Cultural shifts borne out of the pandemic prompted even deeper soul-searching. As the corporate world embraced flexible working arrangements, many banks ushered in hybrid schedules—somewhat reluctantly—for their staff. Firms raised salaries, paid out bumper bonuses and more in an attempt to stop young, disgruntled staff from leaving the industry. Jefferies bought them Peloton exercise bikes and Citi offered them jobs in Málaga, a Spanish coastal city, while JPMorgan Chase obliged them to take at least three weeks off a year. For those accustomed to the industry’s hard-nosed culture, it was perplexing.

A frenzy in 2021 put this kinder, gentler model of dealmaking to the test. Private-equity buyouts and special-purpose acquisition companies drove the value of global M&A to a record $5.9trn. Annual fees earned by dealmakers surged by nearly 50% to more than $48bn in 2021, accounting for nearly a third of investment-banking income, up from a quarter in 2020, according to Refinitiv, a data firm.

The boom exposed the limits of virtual schmoozing. Even with drones carrying out critical due diligence, polling by Deloitte suggests that the inability to travel or meet management teams in person was more likely to trigger cancellations. Most respondents (78%) abandoned at least one deal in 2020 while nearly half (46%) quashed three or more. For young recruits, automation of arduous tasks did little to cure burnout. A survey of 13 analysts in 2021 at Goldman Sachs laid bare their gruelling working conditions: 95-hour weeks and an average of five hours of sleep a night meant mental health suffered.

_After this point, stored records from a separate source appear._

PR #180, opened 2016-03-30
Encrypted guest root now resizes itself to fit guest

robertabbott:
The disk to which the encrypted guest is dd'd is now
2x + 1 the size of the guest root instead of always
defaulting to 25GB

Testing: encrypted ubuntu-14.04, centos6 and rhel6
images and verified the guest booted

### DIFF
--- a/brkt_cli/encrypt_gce_image.py
+++ b/brkt_cli/encrypt_gce_image.py
@@ -121,6 +121,10 @@ class GCEService:
                 return
             time.sleep(10)
 
+    def get_disk_size(self, zone, diskName):
+        disk_info = self.compute.disks().get(zone=zone, project=self.project, disk=diskName).execute()
+        return int(disk_info['sizeGb'])
+
     def wait_for_detach(self, zone, diskName):
         while True:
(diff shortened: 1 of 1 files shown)


brkt_cli/encrypt_gce_image.py
```diff
@@ -397,8 +405,9 @@ def encrypt(gce_svc, enc_svc_cls, image_id, encryptor_image,
                                 encryptor,
                                 encrypted_image_disk])
 
-        log.info("Image %s successfully created!", encrypted_image_name)
-        return encrypted_image_name
+        if success:
+            log.info("Image %s successfully created!", encrypted_image_name)
```
bburtin: Can't you just do this at the line that says `success = True`?  Then you wouldn't need the variable at all.

robertabbott: that makes more sense.

robertabbott: fixed

bburtin:
Looks good.

PR #181, opened 2016-03-30
Launch-gce-image resizes guest to snapshot size

robertabbott:
Guest root disk now matches encrypted guest
snapshot size instead of defaulting to 25GB

Also adds option for specifying instance type
in the launch-gce-image command

Testing: launched a range of instance types
from 21GB snapshot.


bburtin:
Looks good.

PR #182, opened 2016-04-01
Write user data to temp file

bburtin:
When verbose logging is enabled, AWSService.run_instance() now writes
user data to a temporary file.  This gives us more information when
debugging issues with launching the encryptor instance.


bonzotronix:
LGTM

PR #186, opened 2016-04-06
Add proxy support to update-encrypted-ami

bburtin:
Add --proxy and --proxy-config-file options to the update-encrypted-ami
subcommand.

Add a _get_proxy_config() utility function for loading proxy.yaml
content.  This function is called during encryption and update.

Add a combine_user_data() function, which generates the gzipped MIME
blob that is passed to the metavisor.  This allows us to write dedicated
unit tests for this logic.

Minor terminology changes:
* user data: the actual user data bytes that are sent to the instance
* brkt env: host/port of the api service and HSM proxy
* brkt config: the dictionary that stores brkt env, ntp servers, etc.

### DIFF
--- a/brkt_cli/encrypt_ami.py
+++ b/brkt_cli/encrypt_ami.py
@@ -499,15 +499,44 @@ def create_encryptor_security_group(aws_svc, vpc_id=None):
     return sg
 
 
-def add_brkt_env_to_user_data(brkt_env, user_data):
+def add_brkt_env_to_brkt_config(brkt_env, brkt_config):
     if brkt_env:
-        if 'brkt' not in user_data:
-            user_data['brkt'] = {}
+        if 'brkt' not in brkt_config:
+            brkt_config['brkt'] = {}
         api_host_port = '%s:%d' % (brkt_env.api_host, brkt_env.api_port)
         hsmproxy_host_port = '%s:%d' % (
             brkt_env.hsmproxy_host, brkt_env.hsmproxy_port)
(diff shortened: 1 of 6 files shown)


brkt_cli/encrypt_ami.py
```diff
@@ -499,27 +499,56 @@ def create_encryptor_security_group(aws_svc, vpc_id=None):
...
         api_host_port = '%s:%d' % (brkt_env.api_host, brkt_env.api_port)
         hsmproxy_host_port = '%s:%d' % (
             brkt_env.hsmproxy_host, brkt_env.hsmproxy_port)
-        user_data['brkt']['api_host'] = api_host_port
-        user_data['brkt']['hsmproxy_host'] = hsmproxy_host_port
+        brkt_config['brkt']['api_host'] = api_host_port
+        brkt_config['brkt']['hsmproxy_host'] = hsmproxy_host_port
+
+
+def combine_user_data(brkt_config=None, proxy_config=None):
```
bonzotronix: I think it's likely that we'll soon want to add additional files to the userdata, such as the new-ish "logging.yaml" file described here:
https://docs.google.com/document/d/1AqwXJR2Q1PcQUuHuuQyor4g3ov3P8C8tZllD5F_d938/edit#heading=h.zgle73fvea4t

But I'm OK with generalizing combine_user_data at that time.

bonzotronix:
Changes LGTM.  I did not try running brkt-cli with these changes.

PR #189, opened 2016-04-07
Handle empty response when validating the encryptor image

bburtin:
The AWS API can return an empty response when the account doesn't have
access to the given image.  Handle this case when validating the
encryptor image.

Update _validate_encryptor_ami(), so that it raises ValidationError,
like the other validation functions.


bburtin:
Oops, there are other image validation functions that need the same fix.  Closing this PR.

PR #190, opened 2016-04-07
Handle empty response when validating the encryptor image

bburtin:
The AWS API can return an empty response when the account doesn't have
access to the image.  Handle this case when validating the an AMI.

Consolidate the image validation logic, so that we validate all images
in a consistent manner.

Update _validate_encryptor_ami(), so that it raises ValidationError,
like the other validation functions.


krishnanrs:
LGTM

mpage:
LGTM

PR #191, opened 2016-04-08
Fix image name option for encrypt-gce-image

robertabbott:
When no --encrypted_image_name option is passed
the encrypt command now generates a name for the
encrypted image rather than failing silently. It
uses the same log that update-gce-image uses to
generate a same (but the session id will change
so this won't cause collisions).

Removes the validate option from encrypt-gce-image
because it wasn't doing anything.

Testing: encrypted an image without the
encrypted_image_name option and then ran
update-gce-image on that encrypted image


brkt_cli/__init__.py
```diff
@@ -218,32 +218,36 @@ def command_launch_gce_image(values, log):
     return 0
 
 
+def get_image_name(encrypted_image_name, name):
```
bburtin: Can we move this into the GCE codebase?  Or do you see this as something that applies to all CSPs?

bburtin:
LGTM

PR #192, opened 2016-04-11
Handle long image name when updating

bburtin:
When updating an encrypted AMI, handle the possibility that the new name
may exceed 128 characters.  Refactor the image name generation logic
into a separate function, to make it more testable.  Move
append_suffix() into the util module, since it's now called from
multiple places.


bburtin:
Will open another PR to resolve the merge conflict.

PR #194, opened 2016-04-11
Adds checks to gce commands

robertabbott:
Now the cli ensures the encryptor image
exists and no image exists with the same
name as the output image for gce.

### DIFF
--- a/brkt_cli/gce_service.py
+++ b/brkt_cli/gce_service.py
@@ -73,6 +73,13 @@ class GCEService:
         return self.compute.images().get(project=self.project,
                image=image).execute()
 
+    def image_exists(self, image):
+        try:
+            self.get_image(image)
+        except:
+            return False
+        return True
+
     def delete_instance(self, zone, instance):
         return self.compute.instances().delete(project=self.project,
                zone=zone, instance=instance).execute()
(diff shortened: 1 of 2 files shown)


brkt_cli/gce_service.py
```diff
@@ -73,6 +73,13 @@ def get_image(self, image):
         return self.compute.images().get(project=self.project,
                image=image).execute()
 
+    def image_exists(self, image):
```
bburtin: It's not clear from the variable name whether image is a name, an id, or an object.  Not sure whether the problem is that the code is ambiguous, or that I'm not familiar with the GCE APIs.  Is it worth adding a docstring?

robertabbott: Image is a name/id. I named the variable that way because it matches the variable name in the api request. Also the google api never returns python objects like an 'image' object. The api returns json with the requested information.

robertabbott: but I could throw a comment in if that would be helpful

bburtin: That's fine, you can leave it if you think it's clear enough to someone who works with GCE on a regular basis.

bburtin:
Looks good.

PR #196, opened 2016-04-12
Move generic encryption methods to encryptor_service.py

robertabbott:
Some code shared by gce and aws (and likely other csps)
was in encrypt_ami.py. It makes more sense for this code
to be in the generic encryption service file.

Testing: encrypted and updated gce images

### DIFF
--- a/brkt_cli/encryptor_service.py
+++ b/brkt_cli/encryptor_service.py
@@ -15,10 +15,19 @@
 import abc
 import json
 import logging
+import time
 import urllib2
+
+
+from brkt_cli.util import (
+        BracketError,
+        Deadline,
+        sleep
+)
 
 ENCRYPT_INITIALIZING = 'initial'
 ENCRYPT_DOWNLOADING = 'downloading'
+ENCRYPTION_PROGRESS_TIMEOUT = 10 * 60  # 10 minutes
 ENCRYPT_RUNNING = 'encrypting'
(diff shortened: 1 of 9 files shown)


brkt_cli/encryptor_service.py
```diff
@@ -109,3 +166,98 @@ def get_status(self, timeout_secs=2):
             return info
         else:
             raise EncryptorConnectionError(self.port, exceptions_by_host)
+
+
+def sleep(seconds):
```
bburtin: This doesn't look like it's specific to the encryptor service.  Would it be better to put it into util?

brkt_cli/encryptor_service.py
```diff
@@ -27,10 +35,59 @@
...
+    def __repr__(self):
+        return '<BracketEnvironment api=%s:%d, hsmproxy=%s:%d>' % (
+            self.api_host,
+            self.api_port,
+            self.hsmproxy_host,
+            self.hsmproxy_port
+        )
+
+
+def get_default_tags(session_id, encryptor_ami):
```
bburtin: I don't think this is encryptor-specific either, since we set tags on instances, volumes and snapshots.  That said, I'm not immediately sure where to put it.

brkt_cli/encryptor_service.py
robertabbott: done

bburtin:
Looks good, thanks!

PR #692, opened 2017-06-13
Make encryption fun again!

atonderski:
Add the BRKT Entertainment System which lets you play games while encrypting.
Everything is ascii based and in the terminal. The last couple of log lines from the actual cli command are displayed in the game windows so you can see what's going on and when the encryption is done.

Only some commands have the --fun flag enabled. These commands are chosen by adding the @gamify decorator to their target functions.

When you choose to play a game the cli creates 2 new processes: one for the command to execute and one for the game. The commands output is piped to a file so that it can be scraped by the game and also restored after the game is done. If you exit the game before the cli command is done, it will just go back to displaying the command output as it comes along.

Added dependencies:
asciimatics (1.8.0)

Testing: Ran a bunch of different commands, both successful and unsuccessful to make sure that
the game wouldn't mess with the commands themselves


brkt_cli/game/gamify_decorator.py
```diff
@@ -0,0 +1,76 @@
...
+            return func(*args, **kwargs)
+
+        try:
+            brkt_env = brkt_env_from_values(args[0], args[1])
+            game.yeti_env = 'https://api.%s' % (
+                '.'.join(brkt_env.public_api_host.split(
+                        '.')[1:]))
+            print game.yeti_env
+            time.sleep(1)
+            token = args[0].token
```
bburtin: `--token` is for launch tokens.  Just check the environment variable to get the API token.

requirements.txt
```diff
@@ -1,3 +1,4 @@
+asciimatics==1.8.0
```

Digitisation has raised thornier questions about dealmaking. A growing reliance on technology suggests that huge swathes of the M&A value chain can be automated. Meanwhile the availability of big data erodes the information advantage that banks once had. Can executives run the process without retaining expensive bankers? Apple acquired Beats in 2014 without the help of banks, as did Facebook when it bought WhatsApp the same year. Spotify and Slack both went public, in 2018 and 2019 respectively, without involving underwriters.

Few firms have the resources to manage the process internally and much of the investment-banking workload, at least in the senior ranks, is contingent on old-school relationship-building. But even as face-to-face meetings resume the digital transformation means the old days of M&A are not coming back.